__REQUIRED ACTION__
Report the number of lines in these entries that contain "elsewhere". Write only the number.
---- DATASET RECORDS
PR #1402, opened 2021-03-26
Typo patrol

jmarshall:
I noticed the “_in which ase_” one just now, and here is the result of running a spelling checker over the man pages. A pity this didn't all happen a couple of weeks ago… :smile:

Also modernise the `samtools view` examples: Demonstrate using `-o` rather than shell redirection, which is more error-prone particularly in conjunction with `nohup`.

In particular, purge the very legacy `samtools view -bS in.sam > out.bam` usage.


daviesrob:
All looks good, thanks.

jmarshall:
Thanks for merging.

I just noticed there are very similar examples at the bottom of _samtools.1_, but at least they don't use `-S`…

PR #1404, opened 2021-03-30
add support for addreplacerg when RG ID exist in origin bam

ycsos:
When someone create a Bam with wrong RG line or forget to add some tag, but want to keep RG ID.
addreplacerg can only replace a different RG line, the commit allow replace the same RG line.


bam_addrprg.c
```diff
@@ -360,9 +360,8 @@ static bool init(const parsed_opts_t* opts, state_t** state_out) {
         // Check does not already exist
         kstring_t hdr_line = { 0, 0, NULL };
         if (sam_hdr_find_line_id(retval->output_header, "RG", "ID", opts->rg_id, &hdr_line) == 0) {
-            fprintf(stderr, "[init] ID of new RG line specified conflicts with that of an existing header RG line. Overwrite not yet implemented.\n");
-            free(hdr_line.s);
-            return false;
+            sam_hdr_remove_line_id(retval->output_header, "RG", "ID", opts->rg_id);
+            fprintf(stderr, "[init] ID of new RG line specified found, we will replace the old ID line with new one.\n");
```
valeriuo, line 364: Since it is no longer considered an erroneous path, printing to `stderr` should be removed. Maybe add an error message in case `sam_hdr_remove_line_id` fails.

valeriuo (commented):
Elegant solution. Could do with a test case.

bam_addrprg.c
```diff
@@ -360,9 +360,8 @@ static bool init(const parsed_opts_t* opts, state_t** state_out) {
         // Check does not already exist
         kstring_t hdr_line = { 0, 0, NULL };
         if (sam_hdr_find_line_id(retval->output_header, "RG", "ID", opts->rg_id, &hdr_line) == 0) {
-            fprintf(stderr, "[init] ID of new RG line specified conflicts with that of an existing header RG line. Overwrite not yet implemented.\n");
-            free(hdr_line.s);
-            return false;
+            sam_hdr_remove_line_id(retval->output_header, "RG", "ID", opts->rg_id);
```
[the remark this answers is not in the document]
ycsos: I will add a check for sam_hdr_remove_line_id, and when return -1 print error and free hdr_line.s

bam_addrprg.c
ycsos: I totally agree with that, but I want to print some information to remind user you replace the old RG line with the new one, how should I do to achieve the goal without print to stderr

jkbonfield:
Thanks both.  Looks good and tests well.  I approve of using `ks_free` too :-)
--------
---- DATASET RECORDS
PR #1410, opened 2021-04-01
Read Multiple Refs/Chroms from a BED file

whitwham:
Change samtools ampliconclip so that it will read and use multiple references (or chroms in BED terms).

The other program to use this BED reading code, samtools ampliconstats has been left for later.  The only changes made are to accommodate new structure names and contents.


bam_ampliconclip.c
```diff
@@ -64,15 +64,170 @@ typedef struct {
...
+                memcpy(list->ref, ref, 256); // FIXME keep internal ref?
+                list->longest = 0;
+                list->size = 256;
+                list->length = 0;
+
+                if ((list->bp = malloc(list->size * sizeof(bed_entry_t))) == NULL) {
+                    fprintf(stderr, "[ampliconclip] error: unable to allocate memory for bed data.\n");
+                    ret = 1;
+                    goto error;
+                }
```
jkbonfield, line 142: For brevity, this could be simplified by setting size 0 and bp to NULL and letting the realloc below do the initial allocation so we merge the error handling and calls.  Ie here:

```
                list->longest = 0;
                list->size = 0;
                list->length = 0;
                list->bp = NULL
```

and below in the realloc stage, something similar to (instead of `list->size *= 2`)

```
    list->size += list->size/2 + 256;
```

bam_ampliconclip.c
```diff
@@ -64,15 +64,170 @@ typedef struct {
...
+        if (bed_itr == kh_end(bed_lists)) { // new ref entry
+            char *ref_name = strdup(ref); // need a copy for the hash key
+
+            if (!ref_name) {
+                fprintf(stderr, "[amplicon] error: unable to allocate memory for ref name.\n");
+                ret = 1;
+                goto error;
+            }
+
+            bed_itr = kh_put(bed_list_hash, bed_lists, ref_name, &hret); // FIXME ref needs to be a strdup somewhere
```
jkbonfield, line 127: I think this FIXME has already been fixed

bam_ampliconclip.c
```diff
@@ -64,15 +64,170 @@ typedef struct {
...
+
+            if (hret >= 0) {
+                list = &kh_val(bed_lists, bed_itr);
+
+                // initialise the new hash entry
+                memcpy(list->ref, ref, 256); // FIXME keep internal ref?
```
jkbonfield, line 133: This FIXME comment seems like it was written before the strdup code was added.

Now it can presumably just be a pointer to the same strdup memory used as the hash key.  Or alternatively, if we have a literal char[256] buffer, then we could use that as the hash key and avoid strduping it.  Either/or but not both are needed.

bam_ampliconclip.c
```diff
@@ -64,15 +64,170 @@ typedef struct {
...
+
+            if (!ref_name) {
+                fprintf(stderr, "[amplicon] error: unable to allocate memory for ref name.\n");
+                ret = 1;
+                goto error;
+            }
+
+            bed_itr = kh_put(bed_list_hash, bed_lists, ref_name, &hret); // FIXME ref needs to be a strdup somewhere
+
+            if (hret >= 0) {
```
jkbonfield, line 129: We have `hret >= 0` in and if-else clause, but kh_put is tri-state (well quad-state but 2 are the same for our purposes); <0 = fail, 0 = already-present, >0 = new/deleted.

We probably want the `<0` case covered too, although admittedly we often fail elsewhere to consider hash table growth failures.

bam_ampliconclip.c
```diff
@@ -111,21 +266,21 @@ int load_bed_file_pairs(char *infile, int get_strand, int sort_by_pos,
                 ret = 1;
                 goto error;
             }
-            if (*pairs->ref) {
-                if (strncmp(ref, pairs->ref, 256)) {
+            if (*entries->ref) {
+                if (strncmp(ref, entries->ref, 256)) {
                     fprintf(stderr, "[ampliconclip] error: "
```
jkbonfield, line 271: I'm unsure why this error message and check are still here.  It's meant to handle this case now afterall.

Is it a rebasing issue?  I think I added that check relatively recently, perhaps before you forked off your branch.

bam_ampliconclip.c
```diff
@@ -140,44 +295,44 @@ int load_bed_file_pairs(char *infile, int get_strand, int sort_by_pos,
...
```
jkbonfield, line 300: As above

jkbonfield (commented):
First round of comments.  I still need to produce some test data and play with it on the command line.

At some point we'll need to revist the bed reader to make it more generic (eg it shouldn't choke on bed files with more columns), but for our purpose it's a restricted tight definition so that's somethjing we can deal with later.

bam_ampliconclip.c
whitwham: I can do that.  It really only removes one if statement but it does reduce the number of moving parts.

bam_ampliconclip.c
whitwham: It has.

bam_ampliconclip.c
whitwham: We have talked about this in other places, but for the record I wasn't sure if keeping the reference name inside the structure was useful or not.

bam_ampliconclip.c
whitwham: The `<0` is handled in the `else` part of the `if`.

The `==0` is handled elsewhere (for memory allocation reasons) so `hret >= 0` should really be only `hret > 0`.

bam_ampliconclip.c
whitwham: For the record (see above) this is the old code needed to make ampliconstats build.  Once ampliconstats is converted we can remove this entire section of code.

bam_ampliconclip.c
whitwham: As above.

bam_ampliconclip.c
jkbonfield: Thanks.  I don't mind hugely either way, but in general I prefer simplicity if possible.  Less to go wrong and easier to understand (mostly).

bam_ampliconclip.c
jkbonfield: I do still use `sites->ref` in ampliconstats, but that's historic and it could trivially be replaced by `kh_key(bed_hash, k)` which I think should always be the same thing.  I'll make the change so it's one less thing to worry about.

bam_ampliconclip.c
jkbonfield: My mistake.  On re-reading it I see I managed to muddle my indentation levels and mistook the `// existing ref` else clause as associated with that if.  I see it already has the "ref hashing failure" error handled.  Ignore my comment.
--------
__RESULT OF THIS TASK__
2